WHAT IS BEING ASKED
Each line below with the word "tackle" needs to be copied.

[Recorded data]
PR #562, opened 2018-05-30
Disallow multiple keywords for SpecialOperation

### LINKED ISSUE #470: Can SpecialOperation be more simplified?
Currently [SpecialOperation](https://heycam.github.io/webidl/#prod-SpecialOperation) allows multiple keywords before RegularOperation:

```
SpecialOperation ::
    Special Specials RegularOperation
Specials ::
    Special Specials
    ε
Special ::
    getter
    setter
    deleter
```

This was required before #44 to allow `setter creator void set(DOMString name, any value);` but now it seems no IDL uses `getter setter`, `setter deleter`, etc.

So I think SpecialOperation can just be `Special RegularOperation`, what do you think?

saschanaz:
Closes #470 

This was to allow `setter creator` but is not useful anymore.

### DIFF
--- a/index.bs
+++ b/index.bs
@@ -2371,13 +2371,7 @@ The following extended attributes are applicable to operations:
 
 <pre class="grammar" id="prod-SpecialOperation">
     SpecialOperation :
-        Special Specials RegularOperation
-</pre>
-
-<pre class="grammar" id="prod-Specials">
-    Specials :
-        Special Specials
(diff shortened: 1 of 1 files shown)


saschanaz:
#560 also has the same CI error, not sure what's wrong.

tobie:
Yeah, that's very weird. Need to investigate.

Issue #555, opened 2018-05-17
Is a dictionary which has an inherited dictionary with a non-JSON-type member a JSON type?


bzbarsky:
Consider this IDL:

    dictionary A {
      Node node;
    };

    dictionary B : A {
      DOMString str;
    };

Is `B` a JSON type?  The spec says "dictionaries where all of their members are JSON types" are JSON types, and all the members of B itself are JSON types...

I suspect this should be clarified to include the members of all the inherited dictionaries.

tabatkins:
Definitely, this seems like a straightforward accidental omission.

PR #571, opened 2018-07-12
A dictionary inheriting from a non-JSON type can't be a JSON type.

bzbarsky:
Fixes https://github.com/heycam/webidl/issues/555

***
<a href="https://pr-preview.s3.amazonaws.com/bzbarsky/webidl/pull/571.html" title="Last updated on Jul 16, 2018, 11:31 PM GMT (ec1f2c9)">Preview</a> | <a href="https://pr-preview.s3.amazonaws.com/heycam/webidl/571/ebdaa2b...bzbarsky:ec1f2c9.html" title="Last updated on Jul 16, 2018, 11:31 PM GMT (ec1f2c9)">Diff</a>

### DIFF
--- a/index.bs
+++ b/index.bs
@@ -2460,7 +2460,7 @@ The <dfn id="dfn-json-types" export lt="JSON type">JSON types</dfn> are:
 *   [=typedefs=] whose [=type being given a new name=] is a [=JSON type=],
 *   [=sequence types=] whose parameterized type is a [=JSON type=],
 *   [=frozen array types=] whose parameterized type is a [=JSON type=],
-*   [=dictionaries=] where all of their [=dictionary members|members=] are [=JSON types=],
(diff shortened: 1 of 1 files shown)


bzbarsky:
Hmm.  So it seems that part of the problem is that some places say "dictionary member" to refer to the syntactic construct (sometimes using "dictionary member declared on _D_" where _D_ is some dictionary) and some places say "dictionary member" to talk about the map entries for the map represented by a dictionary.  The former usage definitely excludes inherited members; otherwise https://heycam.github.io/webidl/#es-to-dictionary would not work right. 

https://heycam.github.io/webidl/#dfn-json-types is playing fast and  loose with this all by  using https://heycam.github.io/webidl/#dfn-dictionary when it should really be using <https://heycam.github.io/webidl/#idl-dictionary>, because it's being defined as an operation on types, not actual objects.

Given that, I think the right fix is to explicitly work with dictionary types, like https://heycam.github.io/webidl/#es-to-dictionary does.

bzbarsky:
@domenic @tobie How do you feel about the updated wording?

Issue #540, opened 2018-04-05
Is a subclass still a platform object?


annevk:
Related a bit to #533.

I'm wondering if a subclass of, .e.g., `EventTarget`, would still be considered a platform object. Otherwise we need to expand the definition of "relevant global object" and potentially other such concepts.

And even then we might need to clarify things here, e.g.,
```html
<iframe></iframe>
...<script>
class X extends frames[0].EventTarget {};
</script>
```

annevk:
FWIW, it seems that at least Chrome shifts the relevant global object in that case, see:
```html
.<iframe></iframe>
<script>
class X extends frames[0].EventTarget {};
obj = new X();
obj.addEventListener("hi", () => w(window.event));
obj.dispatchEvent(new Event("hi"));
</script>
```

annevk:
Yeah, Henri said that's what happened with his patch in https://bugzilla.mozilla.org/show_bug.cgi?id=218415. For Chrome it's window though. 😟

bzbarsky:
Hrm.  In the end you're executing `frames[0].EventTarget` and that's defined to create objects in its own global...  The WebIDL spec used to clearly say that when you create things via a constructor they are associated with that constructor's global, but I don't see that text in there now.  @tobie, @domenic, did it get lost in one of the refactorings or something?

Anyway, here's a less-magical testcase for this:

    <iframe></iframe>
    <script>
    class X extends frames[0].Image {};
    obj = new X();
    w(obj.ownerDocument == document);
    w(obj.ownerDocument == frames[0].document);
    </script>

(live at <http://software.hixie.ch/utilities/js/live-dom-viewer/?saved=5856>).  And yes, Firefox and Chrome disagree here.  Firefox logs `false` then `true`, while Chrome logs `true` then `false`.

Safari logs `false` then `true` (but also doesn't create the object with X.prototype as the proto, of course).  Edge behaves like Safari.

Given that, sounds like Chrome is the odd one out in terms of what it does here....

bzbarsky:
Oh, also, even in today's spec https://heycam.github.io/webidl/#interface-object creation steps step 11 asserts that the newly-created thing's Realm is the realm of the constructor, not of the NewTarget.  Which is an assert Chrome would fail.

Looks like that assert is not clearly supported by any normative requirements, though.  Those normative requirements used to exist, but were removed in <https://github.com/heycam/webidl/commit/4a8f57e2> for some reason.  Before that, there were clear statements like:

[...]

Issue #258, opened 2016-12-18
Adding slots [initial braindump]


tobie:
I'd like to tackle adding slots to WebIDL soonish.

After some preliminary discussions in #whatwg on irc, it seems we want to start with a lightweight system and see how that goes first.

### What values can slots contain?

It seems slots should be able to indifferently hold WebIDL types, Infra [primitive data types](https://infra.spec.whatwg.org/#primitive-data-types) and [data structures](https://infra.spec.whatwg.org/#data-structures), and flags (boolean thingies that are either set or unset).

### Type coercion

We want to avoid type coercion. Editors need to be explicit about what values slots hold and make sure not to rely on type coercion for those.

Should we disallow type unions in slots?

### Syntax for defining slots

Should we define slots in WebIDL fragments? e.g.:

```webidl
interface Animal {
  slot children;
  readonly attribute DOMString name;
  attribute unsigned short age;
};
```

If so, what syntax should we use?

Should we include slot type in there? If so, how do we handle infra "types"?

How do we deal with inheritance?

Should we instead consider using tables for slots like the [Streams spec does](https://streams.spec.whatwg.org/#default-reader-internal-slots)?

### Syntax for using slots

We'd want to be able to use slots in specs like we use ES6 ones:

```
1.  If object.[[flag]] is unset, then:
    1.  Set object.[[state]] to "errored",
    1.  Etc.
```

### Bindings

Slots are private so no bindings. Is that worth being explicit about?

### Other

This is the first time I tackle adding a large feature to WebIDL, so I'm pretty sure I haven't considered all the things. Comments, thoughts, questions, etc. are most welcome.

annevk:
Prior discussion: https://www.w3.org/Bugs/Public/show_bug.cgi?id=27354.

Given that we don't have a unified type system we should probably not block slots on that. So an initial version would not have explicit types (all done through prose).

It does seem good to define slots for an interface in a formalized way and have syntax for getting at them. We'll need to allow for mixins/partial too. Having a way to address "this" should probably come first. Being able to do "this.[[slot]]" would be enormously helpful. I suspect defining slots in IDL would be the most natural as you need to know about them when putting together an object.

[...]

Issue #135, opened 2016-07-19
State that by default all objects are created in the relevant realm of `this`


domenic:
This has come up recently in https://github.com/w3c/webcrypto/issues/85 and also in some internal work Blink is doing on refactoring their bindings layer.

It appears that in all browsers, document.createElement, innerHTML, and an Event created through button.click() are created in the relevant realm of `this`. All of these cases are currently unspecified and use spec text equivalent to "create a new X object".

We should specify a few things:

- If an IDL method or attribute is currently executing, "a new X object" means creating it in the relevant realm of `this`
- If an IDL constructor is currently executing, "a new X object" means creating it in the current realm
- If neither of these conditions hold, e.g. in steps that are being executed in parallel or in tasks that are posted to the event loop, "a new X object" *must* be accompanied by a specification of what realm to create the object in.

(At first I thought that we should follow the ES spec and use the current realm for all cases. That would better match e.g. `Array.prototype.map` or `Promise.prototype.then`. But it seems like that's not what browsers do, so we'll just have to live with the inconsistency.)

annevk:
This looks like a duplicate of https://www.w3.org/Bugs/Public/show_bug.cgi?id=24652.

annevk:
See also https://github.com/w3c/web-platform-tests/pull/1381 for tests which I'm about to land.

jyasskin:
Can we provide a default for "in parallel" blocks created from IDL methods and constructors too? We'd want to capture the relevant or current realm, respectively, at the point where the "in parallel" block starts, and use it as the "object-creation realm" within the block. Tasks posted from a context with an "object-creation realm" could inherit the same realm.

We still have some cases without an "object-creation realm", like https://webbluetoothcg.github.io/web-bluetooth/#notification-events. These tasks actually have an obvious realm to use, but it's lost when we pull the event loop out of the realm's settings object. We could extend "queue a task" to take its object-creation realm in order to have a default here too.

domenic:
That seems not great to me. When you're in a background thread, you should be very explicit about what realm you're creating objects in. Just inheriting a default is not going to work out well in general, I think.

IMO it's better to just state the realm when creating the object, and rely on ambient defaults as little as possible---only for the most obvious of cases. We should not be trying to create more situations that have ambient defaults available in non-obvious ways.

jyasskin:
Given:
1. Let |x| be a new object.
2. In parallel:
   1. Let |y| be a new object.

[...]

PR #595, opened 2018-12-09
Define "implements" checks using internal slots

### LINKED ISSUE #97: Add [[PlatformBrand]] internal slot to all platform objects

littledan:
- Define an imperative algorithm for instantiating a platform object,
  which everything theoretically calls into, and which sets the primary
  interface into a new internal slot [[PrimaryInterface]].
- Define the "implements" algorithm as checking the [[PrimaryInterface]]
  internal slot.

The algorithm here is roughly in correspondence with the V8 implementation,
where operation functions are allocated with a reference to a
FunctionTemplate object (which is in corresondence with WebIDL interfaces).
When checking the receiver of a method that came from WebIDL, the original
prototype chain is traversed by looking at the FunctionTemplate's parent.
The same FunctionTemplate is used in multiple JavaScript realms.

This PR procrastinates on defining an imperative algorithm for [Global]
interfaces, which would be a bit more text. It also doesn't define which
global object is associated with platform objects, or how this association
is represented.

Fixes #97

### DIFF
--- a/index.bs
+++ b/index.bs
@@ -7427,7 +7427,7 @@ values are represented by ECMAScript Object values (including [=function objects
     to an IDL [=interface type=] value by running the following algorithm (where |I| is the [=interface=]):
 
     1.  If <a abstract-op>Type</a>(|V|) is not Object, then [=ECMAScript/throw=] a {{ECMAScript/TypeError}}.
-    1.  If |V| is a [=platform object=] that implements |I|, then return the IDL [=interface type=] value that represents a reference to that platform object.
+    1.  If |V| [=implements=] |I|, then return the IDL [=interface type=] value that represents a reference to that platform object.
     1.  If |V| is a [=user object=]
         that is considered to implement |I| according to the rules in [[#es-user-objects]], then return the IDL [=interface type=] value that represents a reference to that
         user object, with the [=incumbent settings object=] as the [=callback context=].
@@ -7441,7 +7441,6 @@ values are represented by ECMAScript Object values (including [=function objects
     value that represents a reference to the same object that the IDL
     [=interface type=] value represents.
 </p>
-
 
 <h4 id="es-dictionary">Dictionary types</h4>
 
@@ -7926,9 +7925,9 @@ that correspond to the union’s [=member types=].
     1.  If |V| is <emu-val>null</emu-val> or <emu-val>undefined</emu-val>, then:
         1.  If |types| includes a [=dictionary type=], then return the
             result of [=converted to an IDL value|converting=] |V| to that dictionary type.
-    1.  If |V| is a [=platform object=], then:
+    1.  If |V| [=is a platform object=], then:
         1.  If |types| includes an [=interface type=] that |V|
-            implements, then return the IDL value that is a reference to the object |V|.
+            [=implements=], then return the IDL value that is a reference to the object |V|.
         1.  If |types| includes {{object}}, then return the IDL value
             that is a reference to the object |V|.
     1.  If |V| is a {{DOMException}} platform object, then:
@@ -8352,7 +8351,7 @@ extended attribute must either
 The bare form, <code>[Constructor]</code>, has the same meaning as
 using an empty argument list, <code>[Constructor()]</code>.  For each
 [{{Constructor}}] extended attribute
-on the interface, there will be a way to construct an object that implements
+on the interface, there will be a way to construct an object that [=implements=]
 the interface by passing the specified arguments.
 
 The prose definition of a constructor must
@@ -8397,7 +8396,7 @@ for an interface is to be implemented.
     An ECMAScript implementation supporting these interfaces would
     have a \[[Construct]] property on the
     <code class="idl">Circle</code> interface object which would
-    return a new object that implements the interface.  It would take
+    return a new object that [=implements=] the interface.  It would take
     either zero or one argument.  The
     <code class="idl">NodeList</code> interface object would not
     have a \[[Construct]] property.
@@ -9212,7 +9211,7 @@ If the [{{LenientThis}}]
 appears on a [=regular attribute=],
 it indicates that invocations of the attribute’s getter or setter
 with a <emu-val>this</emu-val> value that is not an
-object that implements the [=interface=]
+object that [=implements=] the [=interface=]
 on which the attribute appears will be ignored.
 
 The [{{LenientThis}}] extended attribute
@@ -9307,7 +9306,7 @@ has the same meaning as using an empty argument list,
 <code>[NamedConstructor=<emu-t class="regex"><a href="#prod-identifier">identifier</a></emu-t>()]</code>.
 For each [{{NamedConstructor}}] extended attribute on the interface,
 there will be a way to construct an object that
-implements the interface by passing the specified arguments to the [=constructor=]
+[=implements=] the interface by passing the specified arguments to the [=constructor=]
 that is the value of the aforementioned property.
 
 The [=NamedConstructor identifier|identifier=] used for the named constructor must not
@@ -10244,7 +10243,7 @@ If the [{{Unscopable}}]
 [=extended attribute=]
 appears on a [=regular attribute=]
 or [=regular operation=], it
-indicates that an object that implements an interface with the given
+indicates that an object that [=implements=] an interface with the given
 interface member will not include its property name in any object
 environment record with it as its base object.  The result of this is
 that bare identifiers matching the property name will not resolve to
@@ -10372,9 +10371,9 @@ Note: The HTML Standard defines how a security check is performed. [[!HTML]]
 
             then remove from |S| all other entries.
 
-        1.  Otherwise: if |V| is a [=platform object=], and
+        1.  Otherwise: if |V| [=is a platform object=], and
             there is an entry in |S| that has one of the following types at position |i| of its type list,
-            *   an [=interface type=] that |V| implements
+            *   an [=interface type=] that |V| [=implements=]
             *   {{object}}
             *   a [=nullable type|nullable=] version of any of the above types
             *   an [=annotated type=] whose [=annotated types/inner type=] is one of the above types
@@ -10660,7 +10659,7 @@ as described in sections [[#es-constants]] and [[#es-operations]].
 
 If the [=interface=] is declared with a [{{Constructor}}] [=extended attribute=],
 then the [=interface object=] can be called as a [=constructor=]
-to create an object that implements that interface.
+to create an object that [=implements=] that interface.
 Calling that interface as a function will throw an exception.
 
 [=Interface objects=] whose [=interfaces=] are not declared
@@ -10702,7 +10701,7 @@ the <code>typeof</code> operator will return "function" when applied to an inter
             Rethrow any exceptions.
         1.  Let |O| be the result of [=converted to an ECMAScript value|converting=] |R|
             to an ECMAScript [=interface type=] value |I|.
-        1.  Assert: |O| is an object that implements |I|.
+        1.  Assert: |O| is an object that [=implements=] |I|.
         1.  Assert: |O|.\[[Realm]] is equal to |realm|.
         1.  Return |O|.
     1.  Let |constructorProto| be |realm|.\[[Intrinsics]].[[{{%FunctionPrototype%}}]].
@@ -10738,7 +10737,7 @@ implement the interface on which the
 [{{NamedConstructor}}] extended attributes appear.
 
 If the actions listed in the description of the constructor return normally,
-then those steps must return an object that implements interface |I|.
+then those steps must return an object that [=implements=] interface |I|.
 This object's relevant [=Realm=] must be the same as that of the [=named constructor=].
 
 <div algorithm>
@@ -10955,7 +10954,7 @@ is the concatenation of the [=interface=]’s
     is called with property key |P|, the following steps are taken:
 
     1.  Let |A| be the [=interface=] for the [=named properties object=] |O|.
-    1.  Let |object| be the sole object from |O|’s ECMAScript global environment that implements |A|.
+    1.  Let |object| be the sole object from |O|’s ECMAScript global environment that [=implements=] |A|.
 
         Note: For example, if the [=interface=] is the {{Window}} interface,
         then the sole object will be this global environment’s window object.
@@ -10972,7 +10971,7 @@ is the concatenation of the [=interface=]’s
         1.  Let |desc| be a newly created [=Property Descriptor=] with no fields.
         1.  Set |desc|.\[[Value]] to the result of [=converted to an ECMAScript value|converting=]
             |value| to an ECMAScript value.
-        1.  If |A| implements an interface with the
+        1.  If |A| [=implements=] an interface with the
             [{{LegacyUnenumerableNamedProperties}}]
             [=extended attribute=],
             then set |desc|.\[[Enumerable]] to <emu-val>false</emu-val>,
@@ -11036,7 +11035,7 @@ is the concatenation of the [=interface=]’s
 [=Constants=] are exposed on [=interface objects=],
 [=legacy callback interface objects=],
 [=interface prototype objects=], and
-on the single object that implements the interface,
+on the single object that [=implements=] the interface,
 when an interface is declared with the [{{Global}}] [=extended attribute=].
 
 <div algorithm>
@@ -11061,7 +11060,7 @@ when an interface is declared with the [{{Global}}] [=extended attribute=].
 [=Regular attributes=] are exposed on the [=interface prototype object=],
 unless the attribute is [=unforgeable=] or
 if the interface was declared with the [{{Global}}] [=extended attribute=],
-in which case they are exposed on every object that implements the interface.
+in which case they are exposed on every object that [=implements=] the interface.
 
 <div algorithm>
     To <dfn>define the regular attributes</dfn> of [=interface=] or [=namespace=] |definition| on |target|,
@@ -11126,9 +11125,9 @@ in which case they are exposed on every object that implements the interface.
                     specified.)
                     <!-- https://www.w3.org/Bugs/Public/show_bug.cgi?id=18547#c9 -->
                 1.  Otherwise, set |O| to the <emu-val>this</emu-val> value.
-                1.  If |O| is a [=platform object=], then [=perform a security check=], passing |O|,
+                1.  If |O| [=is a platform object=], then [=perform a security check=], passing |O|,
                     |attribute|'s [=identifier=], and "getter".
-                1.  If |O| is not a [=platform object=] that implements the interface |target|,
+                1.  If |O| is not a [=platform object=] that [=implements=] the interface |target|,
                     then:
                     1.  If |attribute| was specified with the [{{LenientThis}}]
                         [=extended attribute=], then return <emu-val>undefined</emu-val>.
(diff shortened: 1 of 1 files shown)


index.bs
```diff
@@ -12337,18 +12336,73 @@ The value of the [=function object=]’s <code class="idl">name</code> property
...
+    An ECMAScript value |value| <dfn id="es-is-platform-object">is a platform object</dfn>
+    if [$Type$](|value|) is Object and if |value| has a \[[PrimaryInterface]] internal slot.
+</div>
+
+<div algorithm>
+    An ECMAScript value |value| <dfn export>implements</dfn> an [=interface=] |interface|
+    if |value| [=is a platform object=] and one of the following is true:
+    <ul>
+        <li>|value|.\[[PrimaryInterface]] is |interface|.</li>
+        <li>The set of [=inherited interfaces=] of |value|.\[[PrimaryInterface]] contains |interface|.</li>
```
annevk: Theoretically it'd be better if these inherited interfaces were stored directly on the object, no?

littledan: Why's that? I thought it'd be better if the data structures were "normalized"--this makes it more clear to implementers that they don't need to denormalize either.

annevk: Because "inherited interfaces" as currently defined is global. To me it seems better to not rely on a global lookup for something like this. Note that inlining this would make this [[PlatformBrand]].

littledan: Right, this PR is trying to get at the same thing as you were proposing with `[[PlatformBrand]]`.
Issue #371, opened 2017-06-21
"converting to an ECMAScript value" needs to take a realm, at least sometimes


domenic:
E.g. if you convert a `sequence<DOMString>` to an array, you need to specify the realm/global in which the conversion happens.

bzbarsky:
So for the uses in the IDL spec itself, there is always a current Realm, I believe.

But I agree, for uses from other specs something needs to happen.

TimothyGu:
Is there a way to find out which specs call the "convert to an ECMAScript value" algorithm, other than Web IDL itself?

YOUR RESPONSE
I'd like to tackle adding slots to WebIDL soonish.
This is the first time I tackle adding a large feature to WebIDL, so I'm pretty sure I haven't considered all the things. Comments, thoughts, questions, etc. are most welcome.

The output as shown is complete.